#### Required work
Please start at the first line of the records beneath and quote each line exactly, ending with the line containing "Any caller awaiting".

[Saved entries]
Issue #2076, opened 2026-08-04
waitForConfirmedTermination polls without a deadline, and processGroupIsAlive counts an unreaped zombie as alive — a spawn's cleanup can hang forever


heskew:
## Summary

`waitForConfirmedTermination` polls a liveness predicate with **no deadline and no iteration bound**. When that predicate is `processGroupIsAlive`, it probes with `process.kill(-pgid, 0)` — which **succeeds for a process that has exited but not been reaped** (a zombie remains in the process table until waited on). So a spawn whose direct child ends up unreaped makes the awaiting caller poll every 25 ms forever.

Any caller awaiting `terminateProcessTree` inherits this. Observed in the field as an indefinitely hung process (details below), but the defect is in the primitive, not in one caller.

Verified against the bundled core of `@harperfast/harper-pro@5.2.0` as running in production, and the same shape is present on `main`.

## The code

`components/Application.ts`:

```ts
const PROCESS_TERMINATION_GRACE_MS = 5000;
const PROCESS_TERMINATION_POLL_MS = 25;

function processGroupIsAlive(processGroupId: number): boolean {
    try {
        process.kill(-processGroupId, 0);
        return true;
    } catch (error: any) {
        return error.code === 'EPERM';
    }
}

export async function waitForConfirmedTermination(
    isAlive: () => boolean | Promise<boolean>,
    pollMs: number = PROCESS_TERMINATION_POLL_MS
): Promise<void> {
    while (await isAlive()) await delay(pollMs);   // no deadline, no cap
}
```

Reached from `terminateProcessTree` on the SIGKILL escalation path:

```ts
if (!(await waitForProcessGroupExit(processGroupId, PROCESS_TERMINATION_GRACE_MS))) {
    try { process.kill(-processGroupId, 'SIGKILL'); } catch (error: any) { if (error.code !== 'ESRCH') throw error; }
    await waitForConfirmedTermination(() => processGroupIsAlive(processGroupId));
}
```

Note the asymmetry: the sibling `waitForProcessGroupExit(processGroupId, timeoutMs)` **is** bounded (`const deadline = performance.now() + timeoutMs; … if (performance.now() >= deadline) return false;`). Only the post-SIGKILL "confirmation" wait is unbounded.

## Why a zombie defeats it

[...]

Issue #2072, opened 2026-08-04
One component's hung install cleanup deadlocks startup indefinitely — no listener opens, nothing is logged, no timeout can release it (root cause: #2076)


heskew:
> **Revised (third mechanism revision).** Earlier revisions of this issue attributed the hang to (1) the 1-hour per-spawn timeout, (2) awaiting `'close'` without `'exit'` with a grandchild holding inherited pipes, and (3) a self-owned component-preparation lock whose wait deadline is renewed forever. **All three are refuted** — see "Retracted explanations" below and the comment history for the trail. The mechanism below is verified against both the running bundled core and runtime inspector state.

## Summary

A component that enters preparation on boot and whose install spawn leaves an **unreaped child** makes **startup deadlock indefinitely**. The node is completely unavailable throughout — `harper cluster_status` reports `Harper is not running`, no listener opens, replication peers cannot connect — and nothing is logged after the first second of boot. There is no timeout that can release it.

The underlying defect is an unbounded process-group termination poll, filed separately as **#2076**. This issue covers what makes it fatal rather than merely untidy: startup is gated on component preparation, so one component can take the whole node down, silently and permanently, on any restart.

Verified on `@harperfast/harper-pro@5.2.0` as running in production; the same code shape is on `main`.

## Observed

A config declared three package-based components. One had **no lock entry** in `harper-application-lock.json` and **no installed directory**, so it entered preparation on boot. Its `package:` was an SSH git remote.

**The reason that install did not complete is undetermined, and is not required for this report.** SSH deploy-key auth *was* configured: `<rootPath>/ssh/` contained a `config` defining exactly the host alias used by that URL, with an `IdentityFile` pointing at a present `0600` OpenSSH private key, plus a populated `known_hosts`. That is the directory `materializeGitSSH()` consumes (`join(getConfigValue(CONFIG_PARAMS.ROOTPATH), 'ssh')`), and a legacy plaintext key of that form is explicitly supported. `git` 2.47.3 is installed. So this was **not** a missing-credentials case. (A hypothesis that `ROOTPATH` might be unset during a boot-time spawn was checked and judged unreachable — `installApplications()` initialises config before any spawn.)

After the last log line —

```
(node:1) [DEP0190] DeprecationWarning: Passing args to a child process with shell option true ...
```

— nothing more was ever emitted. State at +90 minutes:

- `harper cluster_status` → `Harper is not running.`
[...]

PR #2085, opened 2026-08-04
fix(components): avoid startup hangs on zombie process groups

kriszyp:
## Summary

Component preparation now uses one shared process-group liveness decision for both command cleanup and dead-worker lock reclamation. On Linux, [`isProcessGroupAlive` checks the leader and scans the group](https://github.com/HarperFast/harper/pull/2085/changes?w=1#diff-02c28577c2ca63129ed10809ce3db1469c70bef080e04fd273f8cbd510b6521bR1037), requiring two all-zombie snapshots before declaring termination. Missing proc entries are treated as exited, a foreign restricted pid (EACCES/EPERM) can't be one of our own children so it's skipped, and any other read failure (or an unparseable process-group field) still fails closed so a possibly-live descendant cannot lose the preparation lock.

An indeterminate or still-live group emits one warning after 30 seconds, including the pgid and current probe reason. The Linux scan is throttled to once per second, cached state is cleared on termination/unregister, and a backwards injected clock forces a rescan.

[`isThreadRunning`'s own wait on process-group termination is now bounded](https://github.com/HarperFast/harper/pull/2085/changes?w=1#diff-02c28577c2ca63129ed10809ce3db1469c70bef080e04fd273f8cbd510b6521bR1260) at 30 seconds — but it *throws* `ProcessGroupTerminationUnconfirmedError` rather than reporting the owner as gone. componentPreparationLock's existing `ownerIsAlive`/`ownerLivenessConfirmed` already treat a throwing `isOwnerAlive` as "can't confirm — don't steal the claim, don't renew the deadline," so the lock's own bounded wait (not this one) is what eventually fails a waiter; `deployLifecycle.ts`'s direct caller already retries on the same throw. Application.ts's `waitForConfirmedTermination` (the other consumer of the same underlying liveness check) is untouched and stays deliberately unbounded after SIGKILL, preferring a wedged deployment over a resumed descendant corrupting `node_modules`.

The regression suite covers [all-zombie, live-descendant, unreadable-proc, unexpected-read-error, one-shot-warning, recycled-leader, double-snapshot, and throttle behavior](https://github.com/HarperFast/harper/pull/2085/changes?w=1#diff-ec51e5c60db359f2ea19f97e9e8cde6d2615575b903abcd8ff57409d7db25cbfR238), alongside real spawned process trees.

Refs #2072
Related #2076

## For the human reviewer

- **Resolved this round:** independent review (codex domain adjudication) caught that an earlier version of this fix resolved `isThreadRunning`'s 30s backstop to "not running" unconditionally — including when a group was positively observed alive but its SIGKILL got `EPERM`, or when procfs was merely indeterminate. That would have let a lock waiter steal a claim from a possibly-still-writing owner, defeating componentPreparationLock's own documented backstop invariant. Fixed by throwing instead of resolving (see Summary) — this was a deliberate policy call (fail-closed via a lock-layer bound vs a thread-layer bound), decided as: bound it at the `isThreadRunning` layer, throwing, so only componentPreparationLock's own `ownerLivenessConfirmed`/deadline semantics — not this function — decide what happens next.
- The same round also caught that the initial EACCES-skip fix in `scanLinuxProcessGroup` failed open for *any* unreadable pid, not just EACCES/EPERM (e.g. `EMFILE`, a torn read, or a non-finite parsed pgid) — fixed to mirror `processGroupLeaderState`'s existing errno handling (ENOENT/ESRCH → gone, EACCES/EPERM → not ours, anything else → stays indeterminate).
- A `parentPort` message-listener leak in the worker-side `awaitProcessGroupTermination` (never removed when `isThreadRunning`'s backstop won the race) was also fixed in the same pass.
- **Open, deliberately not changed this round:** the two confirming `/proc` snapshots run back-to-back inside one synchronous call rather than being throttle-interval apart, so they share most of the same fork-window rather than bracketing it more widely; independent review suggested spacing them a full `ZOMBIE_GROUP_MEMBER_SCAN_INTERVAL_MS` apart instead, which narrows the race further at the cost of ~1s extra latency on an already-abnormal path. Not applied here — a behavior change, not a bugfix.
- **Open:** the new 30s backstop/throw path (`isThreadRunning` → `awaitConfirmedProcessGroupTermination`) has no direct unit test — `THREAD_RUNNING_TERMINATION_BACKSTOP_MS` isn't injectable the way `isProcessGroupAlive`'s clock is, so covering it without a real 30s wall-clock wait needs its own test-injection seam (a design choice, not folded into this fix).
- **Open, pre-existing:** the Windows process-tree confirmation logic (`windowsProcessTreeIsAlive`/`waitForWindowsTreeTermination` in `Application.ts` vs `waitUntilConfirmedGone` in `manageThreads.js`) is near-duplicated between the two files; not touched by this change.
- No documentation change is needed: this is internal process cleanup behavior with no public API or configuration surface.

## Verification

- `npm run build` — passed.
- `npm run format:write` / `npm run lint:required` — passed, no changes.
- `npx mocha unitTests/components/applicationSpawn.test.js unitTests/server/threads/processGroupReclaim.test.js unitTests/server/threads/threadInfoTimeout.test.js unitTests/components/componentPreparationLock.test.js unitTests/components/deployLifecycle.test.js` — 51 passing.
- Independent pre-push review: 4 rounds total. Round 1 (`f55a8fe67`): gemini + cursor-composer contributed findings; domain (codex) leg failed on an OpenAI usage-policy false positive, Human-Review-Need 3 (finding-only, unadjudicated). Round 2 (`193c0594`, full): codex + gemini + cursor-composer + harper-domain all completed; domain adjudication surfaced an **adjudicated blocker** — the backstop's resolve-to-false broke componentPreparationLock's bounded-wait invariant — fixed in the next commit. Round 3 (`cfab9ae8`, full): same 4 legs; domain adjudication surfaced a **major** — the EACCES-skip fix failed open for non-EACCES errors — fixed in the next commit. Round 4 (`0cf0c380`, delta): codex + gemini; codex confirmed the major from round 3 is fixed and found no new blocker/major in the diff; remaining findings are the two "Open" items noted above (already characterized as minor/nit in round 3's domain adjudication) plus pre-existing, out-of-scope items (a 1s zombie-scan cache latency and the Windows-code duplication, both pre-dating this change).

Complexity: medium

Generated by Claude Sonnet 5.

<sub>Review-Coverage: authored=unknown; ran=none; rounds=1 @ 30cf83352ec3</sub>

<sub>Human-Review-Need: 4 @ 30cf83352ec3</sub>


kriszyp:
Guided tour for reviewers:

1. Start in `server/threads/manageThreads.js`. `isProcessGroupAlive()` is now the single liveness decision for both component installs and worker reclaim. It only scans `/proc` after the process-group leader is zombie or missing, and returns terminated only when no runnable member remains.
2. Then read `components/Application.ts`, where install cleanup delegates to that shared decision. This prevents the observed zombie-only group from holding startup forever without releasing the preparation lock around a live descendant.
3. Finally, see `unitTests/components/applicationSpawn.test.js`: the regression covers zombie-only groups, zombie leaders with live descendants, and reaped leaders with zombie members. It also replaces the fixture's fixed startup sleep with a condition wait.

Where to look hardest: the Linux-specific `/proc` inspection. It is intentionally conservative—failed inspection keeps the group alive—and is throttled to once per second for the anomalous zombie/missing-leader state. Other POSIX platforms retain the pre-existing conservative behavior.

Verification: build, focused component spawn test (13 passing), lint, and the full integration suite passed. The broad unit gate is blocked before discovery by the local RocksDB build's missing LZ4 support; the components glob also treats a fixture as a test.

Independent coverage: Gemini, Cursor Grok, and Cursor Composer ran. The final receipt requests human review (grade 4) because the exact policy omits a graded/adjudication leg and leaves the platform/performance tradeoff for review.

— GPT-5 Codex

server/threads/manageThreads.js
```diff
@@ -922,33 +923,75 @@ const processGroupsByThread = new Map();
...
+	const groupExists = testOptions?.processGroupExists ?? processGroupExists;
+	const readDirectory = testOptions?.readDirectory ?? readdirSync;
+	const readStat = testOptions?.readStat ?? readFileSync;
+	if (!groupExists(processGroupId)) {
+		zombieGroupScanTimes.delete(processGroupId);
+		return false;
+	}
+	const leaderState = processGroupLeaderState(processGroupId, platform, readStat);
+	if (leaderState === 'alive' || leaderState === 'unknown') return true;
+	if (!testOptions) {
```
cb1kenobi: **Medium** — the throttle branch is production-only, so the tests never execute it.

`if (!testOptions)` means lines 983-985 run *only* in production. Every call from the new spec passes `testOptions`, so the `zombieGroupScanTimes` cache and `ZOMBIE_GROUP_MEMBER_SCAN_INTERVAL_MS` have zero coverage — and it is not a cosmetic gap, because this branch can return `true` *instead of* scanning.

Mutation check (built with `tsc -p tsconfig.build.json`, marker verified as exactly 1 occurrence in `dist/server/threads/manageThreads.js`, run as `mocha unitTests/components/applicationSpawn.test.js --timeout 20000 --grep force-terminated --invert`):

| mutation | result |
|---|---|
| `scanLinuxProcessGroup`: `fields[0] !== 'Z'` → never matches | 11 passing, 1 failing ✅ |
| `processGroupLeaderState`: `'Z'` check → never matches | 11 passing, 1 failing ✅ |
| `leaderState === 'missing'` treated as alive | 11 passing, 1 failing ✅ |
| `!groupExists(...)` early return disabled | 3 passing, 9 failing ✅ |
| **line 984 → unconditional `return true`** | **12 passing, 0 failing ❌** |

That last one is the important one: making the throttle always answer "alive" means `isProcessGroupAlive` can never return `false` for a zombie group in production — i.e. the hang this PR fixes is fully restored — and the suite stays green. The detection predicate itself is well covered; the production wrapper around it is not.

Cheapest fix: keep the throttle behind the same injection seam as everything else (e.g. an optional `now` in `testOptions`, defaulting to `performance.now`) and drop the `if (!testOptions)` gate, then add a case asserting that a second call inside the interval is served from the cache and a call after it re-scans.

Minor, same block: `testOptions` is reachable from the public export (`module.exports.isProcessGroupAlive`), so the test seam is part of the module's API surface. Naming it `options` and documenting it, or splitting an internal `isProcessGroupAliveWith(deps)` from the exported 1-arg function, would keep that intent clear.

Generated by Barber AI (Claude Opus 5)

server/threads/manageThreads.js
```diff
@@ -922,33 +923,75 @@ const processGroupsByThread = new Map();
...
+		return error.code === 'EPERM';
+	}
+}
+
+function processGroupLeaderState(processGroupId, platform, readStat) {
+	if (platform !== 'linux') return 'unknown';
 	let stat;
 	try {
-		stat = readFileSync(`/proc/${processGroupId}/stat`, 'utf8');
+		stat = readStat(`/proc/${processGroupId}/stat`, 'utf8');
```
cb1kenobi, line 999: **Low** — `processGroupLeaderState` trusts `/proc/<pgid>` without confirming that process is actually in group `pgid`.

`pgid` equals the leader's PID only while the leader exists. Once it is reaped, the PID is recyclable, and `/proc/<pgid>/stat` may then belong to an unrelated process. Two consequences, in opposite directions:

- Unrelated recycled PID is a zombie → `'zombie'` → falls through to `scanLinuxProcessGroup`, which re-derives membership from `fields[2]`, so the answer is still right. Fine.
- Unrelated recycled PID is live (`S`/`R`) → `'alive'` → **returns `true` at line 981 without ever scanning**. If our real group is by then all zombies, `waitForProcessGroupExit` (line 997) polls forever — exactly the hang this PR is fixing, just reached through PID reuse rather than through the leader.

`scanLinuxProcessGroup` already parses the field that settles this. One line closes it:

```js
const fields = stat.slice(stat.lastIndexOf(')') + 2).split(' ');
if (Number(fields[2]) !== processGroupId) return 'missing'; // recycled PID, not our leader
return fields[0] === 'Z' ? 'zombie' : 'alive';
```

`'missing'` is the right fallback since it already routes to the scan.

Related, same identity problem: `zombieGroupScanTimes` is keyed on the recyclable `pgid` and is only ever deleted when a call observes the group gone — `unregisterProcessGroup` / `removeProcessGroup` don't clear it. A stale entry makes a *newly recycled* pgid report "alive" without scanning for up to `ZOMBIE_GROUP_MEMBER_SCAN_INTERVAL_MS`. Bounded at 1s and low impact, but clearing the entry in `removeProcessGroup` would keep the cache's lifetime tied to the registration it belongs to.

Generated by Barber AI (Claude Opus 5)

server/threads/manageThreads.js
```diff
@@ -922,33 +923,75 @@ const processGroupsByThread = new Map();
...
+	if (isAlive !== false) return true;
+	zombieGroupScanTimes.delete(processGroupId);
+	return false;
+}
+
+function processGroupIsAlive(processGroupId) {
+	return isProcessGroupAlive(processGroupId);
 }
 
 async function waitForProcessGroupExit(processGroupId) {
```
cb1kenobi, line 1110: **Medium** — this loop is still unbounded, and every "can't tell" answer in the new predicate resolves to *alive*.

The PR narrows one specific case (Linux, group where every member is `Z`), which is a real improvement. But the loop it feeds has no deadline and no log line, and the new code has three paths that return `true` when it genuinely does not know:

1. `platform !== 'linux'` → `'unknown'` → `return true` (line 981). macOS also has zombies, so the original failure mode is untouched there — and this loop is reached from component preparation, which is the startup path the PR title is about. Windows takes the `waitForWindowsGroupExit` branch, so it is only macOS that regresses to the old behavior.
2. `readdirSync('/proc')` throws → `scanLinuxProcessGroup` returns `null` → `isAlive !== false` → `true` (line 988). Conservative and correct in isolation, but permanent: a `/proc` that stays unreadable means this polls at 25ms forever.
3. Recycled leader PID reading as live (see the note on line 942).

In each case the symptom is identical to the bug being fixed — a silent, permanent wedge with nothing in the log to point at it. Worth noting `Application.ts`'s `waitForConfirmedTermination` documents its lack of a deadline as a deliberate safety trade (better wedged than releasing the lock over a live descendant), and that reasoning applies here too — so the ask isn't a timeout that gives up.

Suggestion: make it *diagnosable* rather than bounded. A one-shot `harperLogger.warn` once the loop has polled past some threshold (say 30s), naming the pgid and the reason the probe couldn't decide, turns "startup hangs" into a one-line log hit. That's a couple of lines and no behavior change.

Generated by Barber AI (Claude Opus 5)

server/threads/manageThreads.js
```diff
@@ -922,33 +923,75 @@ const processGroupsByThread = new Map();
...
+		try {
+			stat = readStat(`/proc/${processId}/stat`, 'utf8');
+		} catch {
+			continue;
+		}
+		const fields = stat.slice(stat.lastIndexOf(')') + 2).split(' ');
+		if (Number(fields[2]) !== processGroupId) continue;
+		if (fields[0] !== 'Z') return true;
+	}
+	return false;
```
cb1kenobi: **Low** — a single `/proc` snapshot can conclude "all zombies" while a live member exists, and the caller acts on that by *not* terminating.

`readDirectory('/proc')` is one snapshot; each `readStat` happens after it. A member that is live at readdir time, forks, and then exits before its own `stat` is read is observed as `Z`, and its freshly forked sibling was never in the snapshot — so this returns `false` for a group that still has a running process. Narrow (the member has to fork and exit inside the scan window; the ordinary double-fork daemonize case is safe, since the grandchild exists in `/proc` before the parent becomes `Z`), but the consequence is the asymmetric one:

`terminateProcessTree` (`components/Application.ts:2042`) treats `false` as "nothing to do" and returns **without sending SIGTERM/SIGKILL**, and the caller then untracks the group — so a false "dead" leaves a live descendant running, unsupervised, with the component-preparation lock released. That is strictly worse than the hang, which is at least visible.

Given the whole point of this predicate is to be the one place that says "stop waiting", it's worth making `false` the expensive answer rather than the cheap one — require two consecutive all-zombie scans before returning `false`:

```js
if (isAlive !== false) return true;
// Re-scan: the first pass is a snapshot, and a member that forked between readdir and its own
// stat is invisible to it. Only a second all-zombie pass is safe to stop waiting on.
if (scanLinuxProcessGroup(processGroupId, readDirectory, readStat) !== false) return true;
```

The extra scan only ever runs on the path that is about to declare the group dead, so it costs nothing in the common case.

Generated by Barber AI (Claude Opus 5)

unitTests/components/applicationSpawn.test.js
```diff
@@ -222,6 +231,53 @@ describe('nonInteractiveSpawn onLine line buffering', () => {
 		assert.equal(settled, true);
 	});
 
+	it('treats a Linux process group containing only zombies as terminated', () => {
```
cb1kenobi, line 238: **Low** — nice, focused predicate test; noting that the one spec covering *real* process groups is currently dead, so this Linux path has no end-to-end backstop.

#### Solution to this exercise
Issue #2076, opened 2026-08-04
waitForConfirmedTermination polls without a deadline, and processGroupIsAlive counts an unreaped zombie as alive — a spawn's cleanup can hang forever


heskew:
## Summary

`waitForConfirmedTermination` polls a liveness predicate with **no deadline and no iteration bound**. When that predicate is `processGroupIsAlive`, it probes with `process.kill(-pgid, 0)` — which **succeeds for a process that has exited but not been reaped** (a zombie remains in the process table until waited on). So a spawn whose direct child ends up unreaped makes the awaiting caller poll every 25 ms forever.

Any caller awaiting `terminateProcessTree` inherits this. Observed in the field as an indefinitely hung process (details below), but the defect is in the primitive, not in one caller.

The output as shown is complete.